**Aim of the task:**
Find the lines of data that contain the string "ReqBody", then list them.

(Saved data entries)

- Opening Delimiter -

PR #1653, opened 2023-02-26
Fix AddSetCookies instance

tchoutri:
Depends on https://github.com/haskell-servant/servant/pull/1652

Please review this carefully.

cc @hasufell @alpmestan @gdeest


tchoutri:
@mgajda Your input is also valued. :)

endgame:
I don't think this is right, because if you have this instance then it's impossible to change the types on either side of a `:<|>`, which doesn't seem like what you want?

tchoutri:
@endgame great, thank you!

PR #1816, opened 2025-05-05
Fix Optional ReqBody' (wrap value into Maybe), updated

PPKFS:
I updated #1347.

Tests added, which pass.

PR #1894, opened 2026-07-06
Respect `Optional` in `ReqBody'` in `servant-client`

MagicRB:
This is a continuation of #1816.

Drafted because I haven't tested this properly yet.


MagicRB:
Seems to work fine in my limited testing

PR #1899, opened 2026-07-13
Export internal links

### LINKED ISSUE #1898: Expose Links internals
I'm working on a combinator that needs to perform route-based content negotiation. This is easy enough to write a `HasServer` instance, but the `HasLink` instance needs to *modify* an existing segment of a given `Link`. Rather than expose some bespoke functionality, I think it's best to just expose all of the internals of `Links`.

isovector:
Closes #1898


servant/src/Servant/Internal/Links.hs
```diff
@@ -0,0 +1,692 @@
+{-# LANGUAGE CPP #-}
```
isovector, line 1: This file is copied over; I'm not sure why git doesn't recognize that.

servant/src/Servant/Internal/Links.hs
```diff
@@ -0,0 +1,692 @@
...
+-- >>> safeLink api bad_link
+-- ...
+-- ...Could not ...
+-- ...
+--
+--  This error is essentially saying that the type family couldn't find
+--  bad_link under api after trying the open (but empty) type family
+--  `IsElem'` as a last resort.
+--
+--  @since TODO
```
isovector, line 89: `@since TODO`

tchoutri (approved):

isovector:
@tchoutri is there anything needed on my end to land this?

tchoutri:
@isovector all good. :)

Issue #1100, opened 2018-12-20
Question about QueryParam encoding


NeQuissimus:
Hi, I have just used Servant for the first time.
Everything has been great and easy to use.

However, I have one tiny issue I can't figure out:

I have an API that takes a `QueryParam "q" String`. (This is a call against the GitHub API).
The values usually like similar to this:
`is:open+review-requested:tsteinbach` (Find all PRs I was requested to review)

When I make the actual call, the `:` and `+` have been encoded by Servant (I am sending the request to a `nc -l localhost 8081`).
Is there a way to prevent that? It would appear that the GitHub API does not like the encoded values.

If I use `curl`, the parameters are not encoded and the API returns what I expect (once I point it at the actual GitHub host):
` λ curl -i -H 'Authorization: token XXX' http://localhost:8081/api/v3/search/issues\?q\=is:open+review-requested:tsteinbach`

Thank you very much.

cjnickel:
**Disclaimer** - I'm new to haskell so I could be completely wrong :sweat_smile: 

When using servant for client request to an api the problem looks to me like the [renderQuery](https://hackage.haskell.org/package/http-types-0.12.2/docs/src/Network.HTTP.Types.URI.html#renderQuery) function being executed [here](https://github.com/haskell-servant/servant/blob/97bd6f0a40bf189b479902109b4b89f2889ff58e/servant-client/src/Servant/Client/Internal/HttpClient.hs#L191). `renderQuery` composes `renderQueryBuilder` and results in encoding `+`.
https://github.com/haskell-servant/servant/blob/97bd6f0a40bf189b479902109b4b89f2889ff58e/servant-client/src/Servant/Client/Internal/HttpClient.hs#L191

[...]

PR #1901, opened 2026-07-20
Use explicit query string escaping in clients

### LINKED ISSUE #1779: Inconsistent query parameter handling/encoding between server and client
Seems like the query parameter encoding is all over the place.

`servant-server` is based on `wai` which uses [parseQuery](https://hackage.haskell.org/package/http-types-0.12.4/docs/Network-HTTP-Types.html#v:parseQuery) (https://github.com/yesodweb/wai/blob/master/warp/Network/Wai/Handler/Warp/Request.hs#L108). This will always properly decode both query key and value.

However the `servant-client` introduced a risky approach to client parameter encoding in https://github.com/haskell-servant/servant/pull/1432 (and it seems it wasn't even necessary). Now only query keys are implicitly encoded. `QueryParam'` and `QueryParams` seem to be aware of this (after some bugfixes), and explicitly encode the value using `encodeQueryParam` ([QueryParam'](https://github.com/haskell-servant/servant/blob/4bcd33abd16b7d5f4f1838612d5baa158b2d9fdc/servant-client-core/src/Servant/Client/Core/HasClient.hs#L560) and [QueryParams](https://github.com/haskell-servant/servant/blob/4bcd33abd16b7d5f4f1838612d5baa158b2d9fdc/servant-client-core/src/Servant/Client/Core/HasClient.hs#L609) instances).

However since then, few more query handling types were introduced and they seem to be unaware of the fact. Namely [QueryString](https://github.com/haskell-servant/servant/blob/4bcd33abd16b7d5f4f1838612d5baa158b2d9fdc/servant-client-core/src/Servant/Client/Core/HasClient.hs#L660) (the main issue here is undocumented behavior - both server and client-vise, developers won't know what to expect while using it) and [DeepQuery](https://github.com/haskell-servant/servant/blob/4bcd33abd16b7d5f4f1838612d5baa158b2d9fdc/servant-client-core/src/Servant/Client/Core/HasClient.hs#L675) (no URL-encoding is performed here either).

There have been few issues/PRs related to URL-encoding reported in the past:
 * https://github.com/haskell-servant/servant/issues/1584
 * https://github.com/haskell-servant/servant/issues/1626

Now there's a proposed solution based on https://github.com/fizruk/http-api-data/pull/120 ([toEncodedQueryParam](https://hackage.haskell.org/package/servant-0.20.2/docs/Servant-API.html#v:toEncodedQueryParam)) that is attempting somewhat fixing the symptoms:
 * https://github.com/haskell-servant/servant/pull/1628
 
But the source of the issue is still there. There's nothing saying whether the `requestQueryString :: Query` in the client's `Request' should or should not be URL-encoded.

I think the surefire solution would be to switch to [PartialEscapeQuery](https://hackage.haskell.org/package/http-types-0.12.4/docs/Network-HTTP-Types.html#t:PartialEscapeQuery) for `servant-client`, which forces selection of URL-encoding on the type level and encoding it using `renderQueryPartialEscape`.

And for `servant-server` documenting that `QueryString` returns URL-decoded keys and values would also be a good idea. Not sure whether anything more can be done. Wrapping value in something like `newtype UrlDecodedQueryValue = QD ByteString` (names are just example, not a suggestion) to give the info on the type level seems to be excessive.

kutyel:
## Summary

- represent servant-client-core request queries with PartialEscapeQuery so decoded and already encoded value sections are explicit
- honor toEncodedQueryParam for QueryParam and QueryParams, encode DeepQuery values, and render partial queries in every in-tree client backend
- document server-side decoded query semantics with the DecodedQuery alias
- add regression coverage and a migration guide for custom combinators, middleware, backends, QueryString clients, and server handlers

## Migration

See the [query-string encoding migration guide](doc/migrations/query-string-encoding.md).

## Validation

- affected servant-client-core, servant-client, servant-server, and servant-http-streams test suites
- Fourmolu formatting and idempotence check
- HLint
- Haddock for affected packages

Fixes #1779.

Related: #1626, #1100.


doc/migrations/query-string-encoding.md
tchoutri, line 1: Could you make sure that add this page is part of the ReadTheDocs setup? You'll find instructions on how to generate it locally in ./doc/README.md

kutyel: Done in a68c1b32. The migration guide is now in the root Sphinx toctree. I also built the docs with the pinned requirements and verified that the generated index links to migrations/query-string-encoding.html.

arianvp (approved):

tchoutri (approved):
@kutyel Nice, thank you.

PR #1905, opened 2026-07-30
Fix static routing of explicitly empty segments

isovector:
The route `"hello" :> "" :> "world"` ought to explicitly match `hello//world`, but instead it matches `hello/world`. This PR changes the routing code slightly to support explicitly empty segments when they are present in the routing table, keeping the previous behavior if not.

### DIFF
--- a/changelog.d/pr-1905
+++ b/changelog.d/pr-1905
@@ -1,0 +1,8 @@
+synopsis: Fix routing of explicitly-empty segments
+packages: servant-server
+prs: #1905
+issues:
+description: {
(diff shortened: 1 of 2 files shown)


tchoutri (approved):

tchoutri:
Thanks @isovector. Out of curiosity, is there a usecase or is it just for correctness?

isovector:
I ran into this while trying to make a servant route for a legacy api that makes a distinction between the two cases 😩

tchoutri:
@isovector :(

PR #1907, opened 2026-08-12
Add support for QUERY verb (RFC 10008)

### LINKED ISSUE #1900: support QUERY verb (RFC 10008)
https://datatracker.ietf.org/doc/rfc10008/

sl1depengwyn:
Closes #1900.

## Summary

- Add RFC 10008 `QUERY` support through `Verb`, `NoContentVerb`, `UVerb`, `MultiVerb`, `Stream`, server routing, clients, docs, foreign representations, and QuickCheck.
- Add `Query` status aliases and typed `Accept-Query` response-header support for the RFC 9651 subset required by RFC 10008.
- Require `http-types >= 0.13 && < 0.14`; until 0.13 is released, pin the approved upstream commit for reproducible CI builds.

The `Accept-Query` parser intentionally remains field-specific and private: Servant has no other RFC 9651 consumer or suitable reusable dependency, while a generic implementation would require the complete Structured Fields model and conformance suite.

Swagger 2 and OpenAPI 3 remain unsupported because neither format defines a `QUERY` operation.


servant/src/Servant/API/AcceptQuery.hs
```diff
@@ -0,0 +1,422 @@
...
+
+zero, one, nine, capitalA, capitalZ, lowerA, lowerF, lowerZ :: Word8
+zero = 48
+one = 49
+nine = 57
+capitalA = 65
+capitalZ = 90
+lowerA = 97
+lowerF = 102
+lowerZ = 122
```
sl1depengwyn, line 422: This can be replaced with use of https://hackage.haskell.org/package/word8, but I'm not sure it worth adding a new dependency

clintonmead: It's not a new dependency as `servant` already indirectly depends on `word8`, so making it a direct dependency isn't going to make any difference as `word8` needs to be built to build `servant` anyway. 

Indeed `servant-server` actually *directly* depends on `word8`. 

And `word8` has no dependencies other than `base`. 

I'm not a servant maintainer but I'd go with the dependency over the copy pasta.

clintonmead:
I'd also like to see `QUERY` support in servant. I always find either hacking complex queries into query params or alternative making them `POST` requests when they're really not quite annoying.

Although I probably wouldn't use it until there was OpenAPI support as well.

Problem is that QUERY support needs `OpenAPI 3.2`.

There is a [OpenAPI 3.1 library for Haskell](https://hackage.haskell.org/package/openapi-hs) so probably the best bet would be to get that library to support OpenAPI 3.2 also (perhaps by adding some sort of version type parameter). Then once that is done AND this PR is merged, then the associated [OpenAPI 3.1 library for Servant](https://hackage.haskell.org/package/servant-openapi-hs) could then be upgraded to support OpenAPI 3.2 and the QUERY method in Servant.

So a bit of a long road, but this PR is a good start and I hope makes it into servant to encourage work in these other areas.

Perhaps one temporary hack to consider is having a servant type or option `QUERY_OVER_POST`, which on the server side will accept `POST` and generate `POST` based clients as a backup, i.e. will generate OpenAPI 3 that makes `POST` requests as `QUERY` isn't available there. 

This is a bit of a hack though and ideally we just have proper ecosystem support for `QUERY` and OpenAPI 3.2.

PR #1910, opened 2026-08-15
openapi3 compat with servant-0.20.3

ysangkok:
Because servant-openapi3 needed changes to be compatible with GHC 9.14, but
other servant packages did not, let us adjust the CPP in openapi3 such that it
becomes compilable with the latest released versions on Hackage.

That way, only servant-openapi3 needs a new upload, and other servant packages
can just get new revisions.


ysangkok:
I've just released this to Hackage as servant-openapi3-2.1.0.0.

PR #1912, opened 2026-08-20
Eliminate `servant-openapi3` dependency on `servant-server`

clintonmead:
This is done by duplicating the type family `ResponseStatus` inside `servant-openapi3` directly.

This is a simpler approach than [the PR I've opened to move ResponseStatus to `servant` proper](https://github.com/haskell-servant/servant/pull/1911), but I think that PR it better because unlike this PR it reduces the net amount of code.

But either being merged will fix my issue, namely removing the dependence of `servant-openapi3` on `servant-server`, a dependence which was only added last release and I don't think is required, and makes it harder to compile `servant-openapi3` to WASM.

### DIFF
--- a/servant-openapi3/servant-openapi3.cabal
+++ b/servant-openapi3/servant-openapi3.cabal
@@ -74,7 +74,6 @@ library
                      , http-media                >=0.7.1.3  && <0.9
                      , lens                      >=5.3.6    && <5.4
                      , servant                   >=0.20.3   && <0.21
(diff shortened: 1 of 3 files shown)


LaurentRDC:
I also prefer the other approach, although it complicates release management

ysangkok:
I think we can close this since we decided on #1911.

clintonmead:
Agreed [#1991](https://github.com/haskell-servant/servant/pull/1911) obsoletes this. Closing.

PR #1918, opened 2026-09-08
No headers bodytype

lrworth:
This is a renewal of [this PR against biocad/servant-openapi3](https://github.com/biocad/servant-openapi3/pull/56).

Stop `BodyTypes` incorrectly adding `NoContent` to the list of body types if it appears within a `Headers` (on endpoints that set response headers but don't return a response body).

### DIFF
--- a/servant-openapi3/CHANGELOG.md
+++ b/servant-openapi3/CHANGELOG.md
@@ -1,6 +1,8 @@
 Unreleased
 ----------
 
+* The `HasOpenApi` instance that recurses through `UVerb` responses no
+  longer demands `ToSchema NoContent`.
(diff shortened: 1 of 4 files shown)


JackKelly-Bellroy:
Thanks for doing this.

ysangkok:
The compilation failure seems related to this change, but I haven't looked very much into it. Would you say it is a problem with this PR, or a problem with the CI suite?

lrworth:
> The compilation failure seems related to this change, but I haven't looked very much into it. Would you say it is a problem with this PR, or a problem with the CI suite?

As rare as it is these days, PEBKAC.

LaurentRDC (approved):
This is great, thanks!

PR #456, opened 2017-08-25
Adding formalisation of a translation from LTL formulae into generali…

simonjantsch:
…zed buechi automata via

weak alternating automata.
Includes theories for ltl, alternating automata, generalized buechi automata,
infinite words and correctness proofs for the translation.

- Closing Delimiter -

**Solution to the exercise:**
Fix Optional ReqBody' (wrap value into Maybe), updated
Respect `Optional` in `ReqBody'` in `servant-client`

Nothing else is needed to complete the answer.